Here are a few more, a summary of the other answers, and updated links:
- BAYSIC (paper) - method for combining sets of genome variants
- CAKE (abstract, paper) - pipeline that combines four other variant callers
- deepSNV (abstract, paper)
- EBCall (abstract, paper)
- GATK SomaticIndelDetector (note: only available after an annoying sign-up and login)
- Indelocator
- Isaac variant caller (abstract, paper)
- joint-snv-mix (abstract, paper)
- LoFreq (abstract, paper) (call on tumor & normal separately and then use a filter to derive somatic events)
- MutationSeq (abstract, paper)
- MutTect (abstract, paper) (note: only available after an annoying sign-up and login)
- Pindel
- QuadGT (for calling single-nucleotide variants in four sequenced genomes comprising a normal-tumor pair and the two parents)
- samtools mpileup - by piping BCF format output from this to bcftools view and using the '-T pair' option
- Seurat (abstract, paper)
- Shimmer (abstract, paper)
- SolSNP (call on tumor & normal separately and then compare to identify somatic events)
- SNVMix (abstract, paper)
- SOAPsnv
- SomaticCall (manual)
- SomaticSniper (abstract, paper)
- Strelka (abstract, paper)
- VarDict
- VarScan2 (abstract, paper)
- Virmid (abstract, paper)
For a much more general discussion of variant calling (not necessarily somatic or limited to SNVs/InDels) check out this thread: What methods do you use for In/Del/SNP calling?
Some papers describing comparisons of these callers:
- Comparing somatic mutation-callers: Beyond Venn diagrams.
- A comparative analysis of algorithms for somatic SNV detection in cancer
- Detecting somatic point mutations in cancer genome sequencing data: a comparison of mutation callers
- Comparison of somatic mutation calling methods in amplicon and whole exome sequence data.
The ICGC-TCGA DREAM Mutation Calling challenge has a component on somatic SNV calling.
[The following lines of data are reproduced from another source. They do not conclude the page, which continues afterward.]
Issue #687, opened 2021-05-16
[HLS] TS Byterange fails to play


matthuisman:
Main manifest: https://pastebin.ubuntu.com/p/npZ8KT95NZ/
Audio / video manifest: https://pastebin.ubuntu.com/p/W6vdwb3PZV/

test strm: https://raw.githubusercontent.com/matthuisman/ia_tests/master/hls_ts_byterange/ia.strm

debug log: 
[kodi.log.txt](https://github.com/xbmc/inputstream.adaptive/files/6488904/kodi.log.txt)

This paper used validation data to compare popular somatic SNV callers:
Detecting somatic point mutations in cancer genome sequencing data: a comparison of mutation callers
You can also use freebayes to call them. Specify --pooled-discrete and --genotype-qualities, call germline/somatic at the same time, and then pass the result through vcfsamplediff (vcflib).
Virmid paper has been published in Genome Biology. Please enjoy. http://genomebiology.com/2013/14/8/R90/abstract
Note: Please read PDF version instead of the html full text. The publication team made a mistake to replace two figures with another :( It will be fixed soon anyway.
Can Virmid call InDels? When I use Virmid, it only give me SNPs. And I didn't see any parameters that can allow me to call InDels.
You'll need to update the link to MuTect. Broad Institute has begun to put portable versions of their tools on Github, like the latest release of MuTect. The Genome Institute at WashU has been using Github for a while, but portable versions of their tools can be found here and here.